The next task is to ask LUSID to generate holdings (positions) for the instruments in our portfolio. Note the following about holdings:

  • LUSID generates a holding on-the-fly by decomposing all the events impacting a particular instrument into their underlying economic movements: these events can be transactions (buys and sells), any manual holdings adjustments you have made, and any corporate actions that affect that instrument (such as a stock split).

  • Each event has a transaction type that controls how and when the holding is updated, whether the effect is positive or negative, and whether other holdings are impacted. For example, the built-in Buy transaction type increases an equity holding by the number of units purchased, and simultaneously decreases your cash holding by the total consideration. You can of course configure transaction types to specify your own economic impacts.

  • A cash holding in a particular currency may therefore be determined by events impacting cash directly (such as an injection of funds using the built-in FundsIn transaction type), but also by events impacting other holdings, including other cash holdings.

  • By default, LUSID reports a single holding of type ‘position’ for non-cash instruments (such as equities and bonds), though you can change this using sub-holding keys.
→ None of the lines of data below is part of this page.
PR #5663, opened 2026-07-12
feat(engine): implement CountersCantBeRemoved static (Fear of Sleep Paralysis)

Whovencroft:
## Summary

Implements the missing static/replacement effect for **Fear of Sleep Paralysis** (DSC #12 ):

> Stun counters can't be removed from permanents your opponents control.

This is a counter-removal prohibition governed by **CR 122.1d** (stun counter removal as a replacement for untapping) and **CR 101.2** ("can't" overrides "can").

## Changes

| File | Purpose |
|------|---------|
| `crates/engine/src/types/statics.rs` | Add `StaticMode::CountersCantBeRemoved { counter_type: CounterType }` variant with all required trait impls (`Hash`, `Display`, `FromStr`, `to_kind`, `as_keyword`). |
| `crates/engine/src/game/coverage.rs` | Register in `is_data_carrying_static()` so the coverage classifier recognizes the new data-carrying variant. |
| `crates/engine/src/game/turns.rs` | Add `counter_removal_blocked()` helper that checks active `CountersCantBeRemoved` statics against the target permanent; gate the untap-step stun-counter removal in both the main untap path and the Seedborn-Muse secondary untap path. |
| `crates/engine/src/parser/oracle_static/dispatch.rs` | Add `parse_counters_cant_be_removed_static()` to parse the Oracle text pattern `"<counter> counters can't be removed from <subject>"`. |
| `crates/engine/src/game/turns.rs` (tests) | Two integration tests: (1) prohibition blocks stun counter removal, (2) baseline removal still works without the prohibition. |

## Design Decisions

- **Data-carrying variant**: `CountersCantBeRemoved` carries a `CounterType` field so the same mechanism can be reused for future cards that protect other counter types (e.g., oil counters, shield counters).
- **Enforcement point**: The gate is placed at the untap-step stun-counter-removal site in `turns.rs` (both main path and Seedborn path), which is the only place CR 122.1d removal currently occurs. Future counter-removal sites (e.g., explicit "remove a counter" effects) would need their own gate.
- **Filter matching**: Uses `static_filter_matches` with a `StaticCheckContext { target_id }` to evaluate the `affected` filter (e.g., "permanents your opponents control") against the permanent whose counter would be removed.
- **Parser**: Simple `str::find` anchor on `" counters can't be removed from "`, then `parse_strict_counter_type` for the prefix and `parse_type_phrase` for the subject suffix.

## Comprehensive Rules

- **CR 122.1d**: If a permanent with a stun counter would become untapped, instead a stun counter is removed from it.
- **CR 101.2**: "Can't" effects take precedence — if a static says counters can't be removed, the CR 122.1d replacement doesn't happen.

## Testing

- `execute_untap_honors_counters_cant_be_removed_static` — verifies that with Fear of Sleep Paralysis on the battlefield, an opponent's stunned creature stays tapped AND keeps its stun counter.
- `execute_untap_removes_stun_counter_without_prohibition` — baseline: without the prohibition, stun counter is removed normally per CR 122.1d.

### DIFF
--- a/crates/engine/src/game/coverage.rs
+++ b/crates/engine/src/game/coverage.rs
@@ -258,6 +258,11 @@ pub(crate) fn is_data_carrying_static(mode: &StaticMode) -> bool {
             // Watchdog). Runtime enforcement is in morph::turn_face_up. Not
             // registry-keyed.
             | StaticMode::CantBeTurnedFaceUp
+            // CR 122.1d + CR 101.2: CountersCantBeRemoved carries the
+            // `CounterType` axis (Fear of Sleep Paralysis = Stun). Runtime
+            // enforcement is in turns.rs::counter_removal_blocked. Not
+            // registry-keyed.
+            | StaticMode::CountersCantBeRemoved { .. }
     )
 }
 
--- a/crates/engine/src/game/effects/counters.rs
+++ b/crates/engine/src/game/effects/counters.rs
@@ -879,6 +879,45 @@ pub fn resolve_counter_match_for_removal(
     }
 }
 
+/// CR 122.1d + CR 101.2: Returns `true` when an active
+/// `CountersCantBeRemoved { counter_type }` static's `affected` filter matches
+/// the given object for the given counter type. "Can't" effects take precedence
+/// over any game action that would remove counters (Fear of Sleep Paralysis).
+pub(crate) fn counter_removal_blocked(
+    state: &GameState,
+    object_id: ObjectId,
+    counter_type: &CounterType,
+) -> bool {
+    use crate::types::statics::StaticMode;
+    crate::game::functioning_abilities::battlefield_active_statics(state).any(
+        |(source_obj, def)| {
+            if let StaticMode::CountersCantBeRemoved {
+                counter_type: ref ct,
+            } = def.mode
+            {
+                if ct != counter_type {
+                    return false;
+                }
+                // `def.affected` is Option<TargetFilter>; None means "all permanents".
+                match &def.affected {
+                    None => true,
+                    Some(filter) => crate::game::static_abilities::static_filter_matches(
+                        state,
+                        &crate::game::static_abilities::StaticCheckContext {
+                            target_id: Some(object_id),
+                            ..Default::default()
+                        },
+                        filter,
+                        source_obj.id,
+                    ),
+                }
+            } else {
+                false
+            }
+        },
+    )
+}
+
 /// CR 614.1: Remove counters from an object through the replacement pipeline.
 ///
 /// Single authority for counter removal, mirroring `add_counter_with_replacement`.
@@ -896,6 +935,12 @@ pub fn remove_counter_with_replacement(
     count: u32,
     events: &mut Vec<GameEvent>,
 ) {
+    // CR 101.2: "Can't" overrides "can" — if a static prohibits removal of
+    // this counter type from this object, bail out immediately.
+    if counter_removal_blocked(state, object_id, &counter_type) {
+        return;
+    }
+
     let proposed = ProposedEvent::RemoveCounter {
         object_id,
         counter_type,
@@ -1055,6 +1100,11 @@ fn move_counter_with_replacement_entry(
         return true;
     }
     if !counter_move_commit_is_valid(state, &counter_move) {
+        return true;
+    }
+    // CR 101.2: Moving counters away is removal from the source — if a
+    // "can't be removed" prohibition covers the source, block the move.
+    if counter_removal_blocked(state, counter_move.source_id, &counter_move.counter_type) {
         return true;
     }
     let proposed = ProposedEvent::MoveCounter {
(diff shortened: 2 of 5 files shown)


matthewevans (changes requested):
**The mechanic is right and the seam is right — but an unrelated CR annotation is deleted as collateral, and the two broadest gates in the change have no test. Both are small; fix them and this lands.**

I verified the card and the rules before the diff. `Fear of Sleep Paralysis` (Duskmourn Commander) reads exactly as claimed — *"Stun counters can't be removed from permanents your opponents control. (They won't untap if they have stun counters.)"* — and the card's own reminder text confirms the behavior your tests assert: the permanent stays tapped **and** keeps the counter. CR 122.1d and CR 101.2 are both grep-verified in `docs/MagicCompRules.txt` and are the correct citations.

## 🔴 Blocker

### 1. `turns.rs` — an unrelated CR annotation is deleted

```diff
-/// CR 502.3: Collect the active `MaxUntapPerType` restrictions (Smoke /
 /// Damping Field / Winter Orb class). Each governs the untap turn-based action
```

`max_untap_restrictions` is nowhere near this PR's scope, and this drops the first line of its doc comment. Two consequences: the mandatory **CR 502.3** annotation is destroyed (CR 502.3 is verified-correct for that function — it governs the untap turn-based action), and the surviving comment now opens mid-sentence with a dangling close-paren and no subject.

**Fix:** restore the line verbatim. Nothing else in the PR touches that function.

### 2. The two gates in `counters.rs` are untested

The change adds `counter_removal_blocked` at three sites, but the tests only cover one of them:

| Gate | Tested? |
|---|---|
| `turns.rs` untap step (main + Seedborn) | ✅ both tests |
| `remove_counter_with_replacement` (`counters.rs:935`) | ❌ none |
| `move_counter_with_replacement_entry` (`counters.rs:1102`) | ❌ none |

Sites 2 and 3 are the **broadest-blast-radius** part of this PR — `remove_counter_with_replacement` is the single authority for counter removal, reached from `costs.rs`, `casting_costs.rs`, `mana_abilities.rs`, `deal_damage.rs`, and `engine_payment_choices.rs`. Right now you could revert both of those hunks and the entire suite would stay green. That fails the repo's discriminating-test bar.

**Fix:** one test driving a stun-counter removal through `remove_counter_with_replacement` against a protected permanent (asserting it no-ops), and one through the counter-move path asserting the move is blocked at the source. Please make them fail if the gate is removed.

## 🟡 Non-blocking

- **Perf.** `counter_removal_blocked` runs `battlefield_active_statics(state).any(...)` on *every* call to `remove_counter_with_replacement` — a full battlefield × statics walk paid on loyalty payments, `-1/-1` removal, and damage resolution, even when no `CountersCantBeRemoved` static exists anywhere in the game. `.any()` short-circuits on a *hit*, but the common miss case walks the whole battlefield. Not a blocker (the scan is lazy and the existing code does this elsewhere), but worth a cheap presence check if this shows up in a profile.
- **The PR body describes an earlier iteration than the code.** It says the parser is a *"Simple `str::find` anchor"* and that the gate is *"placed at the untap-step … the only place CR 122.1d removal currently occurs"*, with future sites needing *"their own gate."* The code does neither — it uses nom combinators, and it already gates the general counter-removal authority. The code is **better** than the body claims. Please sync the body; a reviewer trusting it would look for defects that aren't there and miss the hunks that matter.

## ✅ Clean

- **Parameterized on the right axis.** `CountersCantBeRemoved { counter_type: CounterType }` carries the counter type rather than hardcoding a Stun-specific variant, so the next "«X» counters can't be removed" card is a data change, not a new enum arm. That is exactly the axis the repo asks for.
- **No duplicated vocabulary.** I grepped for an existing counter-removal prohibition; there is none. The `Cant*` family is large but every member governs a different domain (attacking, blocking, targeting, casting) — this is a genuinely new axis, not a second name for an existing concept.
- **The gate is at the single authority**, not scattered across call sites, and `move_counter_with_replacement_entry`'s `return true` correctly matches the existing `Prevented => true` convention ("complete, nothing happened") rather than falsely reporting a move.
- **Parser is combinator-based** — `parse_strict_counter_type` + `nom_tag_lower` + `parse_type_phrase`, no string dispatch. `.trim_end_matches('.')` is structural punctuation stripping, which is fine.
- **The baseline test earns its place.** `execute_untap_removes_stun_counter_without_prohibition` pins the CR 122.1d behavior *without* the static, so the positive test can't pass vacuously.

**Recommendation: request-changes.** Restore the CR 502.3 line and add coverage for the two `counters.rs` gates. Everything else here is ready.

matthewevans (changes requested):
**CR 502.3 restored — thank you. One blocker still stands: three of the four `counter_removal_blocked` gates are still revert-safe.** The implementation is right; the coverage does not yet pin it.

## 🔴 Blocker — 3 of 4 enforcement sites have no test

`counter_removal_blocked` is wired into four places:

| Gate site | Covered by a test? |
|---|---|
| `effects/counters.rs` → `remove_counter_with_replacement` | **no** |
| `effects/counters.rs` → `move_counter_with_replacement_entry` | **no** |
| `turns.rs` → `execute_untap_with_choices` | yes |
| `turns.rs` → `execute_seedborn_statics` | **no** |

Both new tests call `execute_untap(...)`, so only the third row is exercised. And because `StaticMode::CountersCantBeRemoved` is a **new variant**, no pre-existing test can reach the other three either — the only test that constructs the static is `execute_untap_honors_counters_cant_be_removed_static`. Delete the `if counter_removal_blocked(...) { return; }` guard from `remove_counter_with_replacement` and the suite still goes green.

That first row is the one that matters most: `remove_counter_with_replacement` is the documented **single authority** for counter removal (CR 614.1), reached from activation costs, casting costs, mana abilities, and damage. It is the broadest gate in the PR and the only one with no test standing behind it.

Three tests close this, and they are cheap because the setup already exists in your untap test — same `StaticDefinition::new(StaticMode::CountersCantBeRemoved { counter_type: CounterType::Stun }).affected(...)`, different entry point:

1. **`remove_counter_with_replacement`** — an effect removing a stun counter from an opponent's stunned permanent under Fear of Sleep Paralysis is a no-op: counter still present, no `CounterRemoved` event.
2. **`move_counter_with_replacement_entry`** — a counter *move* whose source is a protected permanent is blocked (moving away is removal from the source, which is the rationale your comment gives).
3. **`execute_seedborn_statics`** — the Seedborn Muse untap path honors the same gate as the main untap pass.

Each should also assert the **inverse** (removal succeeds with no prohibition on the battlefield), the way `execute_untap_removes_stun_counter_without_prohibition` does for the untap path — that inverse is what makes the untap test discriminating rather than vacuous, and it is the right pattern to carry across.

## 🟡 Non-blocking

**`parse_counters_cant_be_removed_static` has no unit test.** The parse-diff sticky is currently the only evidence the grammar works, and it only proves the one card. The combinator is parameterized on both `CounterType` and the subject filter, so a test in `oracle_static/tests.rs` covering a second axis — e.g. `"+1/+1 counters can't be removed from creatures you control"` — would prove the parameterization rather than the instance. This is the repo's "test the building block, not the special case" bar. Not blocking, because the sticky does establish the shipped card parses correctly.

## ✅ Clean

- **CR 502.3 is back**, byte-identical to `main`. That was my fault to catch late and you fixed it exactly.
- **Parameterized on `CounterType`**, not a Stun-specific variant — this covers the class, not the card.
- **Gated at the single authority** rather than patching each caller.
- **Nom-based parser** (`parse_strict_counter_type` + `nom_tag_lower` + `parse_type_phrase`), no verbatim-string dispatch.
- **The rules read is right, and the card's own reminder text confirms it**: blocked removal means the permanent stays tapped and keeps its counter — "They won't untap if they have stun counters." CR 122.1d replaces the untap with a counter removal; when CR 101.2 forbids that removal, the untap does not happen either.
- **Parse-diff scope is exactly one card** — no collateral.
- **CI is fully green** (12 checks, 0 failing).

**Recommendation: request-changes.** Add the three gate tests (each with its inverse); the parser test is a nice-to-have you can fold in or skip. Everything else here is ready to land.

matthewevans (approved):
**Both blockers cleared on `9872246c` — approving.** The CR 502.3 doc comment is restored byte-identical to `main`, and all four `counter_removal_blocked` gate sites now carry a blocking test *and* an inverse.

## ✅ Blockers resolved

**1. CR 502.3 annotation restored.** `max_untap_restrictions`' doc comment in `turns.rs` is now byte-identical to `main` — the citation and the sentence it opens are intact.

**2. All four gate sites are now discriminating.** Previously only `execute_untap_with_choices` was covered, leaving the broadest gate — the CR 614.1 single authority — revert-safe. Now each site has a blocked case and an inverse baseline:

| Gate site | Blocked test | Inverse |
|---|---|---|
| `remove_counter_with_replacement` (CR 614.1 single authority) | `remove_counter_with_replacement_blocked_by_counters_cant_be_removed` | ✅ |
| `move_counter_with_replacement_entry` | `move_counter_blocked_by_counters_cant_be_removed` | ✅ |
| `execute_seedborn_statics` | `execute_seedborn_statics_honors_counters_cant_be_removed` | ✅ |
| `execute_untap_with_choices` | `execute_untap_honors_counters_cant_be_removed_static` | ✅ |

The inverses matter as much as the blocks: `StaticMode::CountersCantBeRemoved` is a new variant, so no pre-existing test can reach these gates. Without a baseline showing removal *succeeding* absent the prohibition, a gate that returned `true` unconditionally would pass every blocked-case assertion.

## ✅ Verified

- **Oracle text** (Scryfall): *"Stun counters can't be removed from permanents your opponents control. (They won't untap if they have stun counters.)"* — the parsed signature `CountersCantBeRemoved(Stun) (affects=opponent controls permanent)` matches the printed subject exactly.
- **CR citations, all grep-verified:** CR 122.1d (stun counters create the replacement effect that stops untapping), CR 101.2 ("can't" takes precedence over "can"), CR 614.1 (replacement pipeline), CR 502.3 (untap turn-based action). Each is applied where it actually governs.
- **Parse impact on this head:** `+1` card supported, `0` engine regressions, `0` coverage-honesty regressions, `0` oracle-changed. Gained exactly `Fear of Sleep Paralysis` — the claimed population, no collateral.
- **Parameterized, not proliferated:** the static carries a `CounterType` axis rather than hardcoding Stun, and the prohibition is gated at the single counter-removal authority instead of being scattered across call sites.
- **Parser is combinator-based:** `parse_strict_counter_type` + `nom_tag_lower` + `parse_type_phrase`. The `matches!` uses in the diff are enum matching on `GameEvent`/`TargetFilter` variants, not Oracle-text dispatch; the `starts_with` in `FromStr` deserializes the engine's own `Display` output and mirrors the `EntersWithAdditionalCounters` sibling directly above it.

## 🟡 Non-blocking

The new parser combinator has no unit tests of its own. The card-level evidence proves the one printed subject parses, but not the `CounterType` / subject parameterization the static is built around — a `Charge`-counter or `permanents you control` case would pin the axis you deliberately generalized. Worth a follow-up, not a merge blocker.

**Recommendation: approve and enqueue.** CI is fully green on `9872246c`.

For cash, LUSID reports holdings of different types over time to reflect lifecycle events: ‘cash balance' for settled cash, ’cash commitment' for future payments, ‘cash receivable’ for expected income, and so on.

Read our holdings documentation.

We need to call the LUSID GetHoldings API, specifying the scope and code of the portfolio to generate.

Step 4 of the accompanying Jupyter Notebook demonstrates how to do this using the LUSID Python SDK. You can execute the Notebook in Jupyterhub for your LUSID domain and then sign in to the web app to see the current positions on the Dashboard > Holdings:

Valuing the portfolio

The final task is to configure LUSID to value the positions in our portfolio, aggregating up to asset class. Note the following about valuation:

  • LUSID requires market data to begin the pricing operation. For vanilla equities, this can simply be the current mid price sourced from a data vendor, but more complex instruments typically require complex market data such as FX rates or discount or interest rate curves.

  • Some instruments have lifecycles and/or cashflow implications that affect valuation. For example, a bond's value is affected both by its market price and the interest accrued to date, and has a maturity date after which the instrument drops out of valuations.

  • You must create a recipe that tells LUSID where to find market data, and which pricing model(s) and methodology to use to perform the valuation.

  • You must specify aggregation rules that tell LUSID how to report information in a meaningful way. It's possible to aggregate by properties you've created yourself, but in this case we can also take advantage of a built-in system property (the AssetClass queryable key) to aggregate our valuations by asset class (equities vs. bonds vs. cash).

Read our valuation documentation.

Once market data, a recipe and aggregation rules are in place, we can call the LUSID GetValuation API to actually perform the valuation.

Steps 5 and 6 of the accompanying Jupyter Notebook demonstrate how to do this using the LUSID Python SDK. You can execute the Notebook in Jupyterhub for your LUSID domain and then sign in to the web app to see aggregated valuations on the Dashboard > Valuations.

Note to see the dashboard as it is below, you need to click the cog icon (highlighted middle right), choose Add column, select the Queryable Key with an Address Key of Instrument/AssetClass (value), drag it to the grouping position (highlighted left) and set the Effective date to 01/01/2022 (highlighted top right).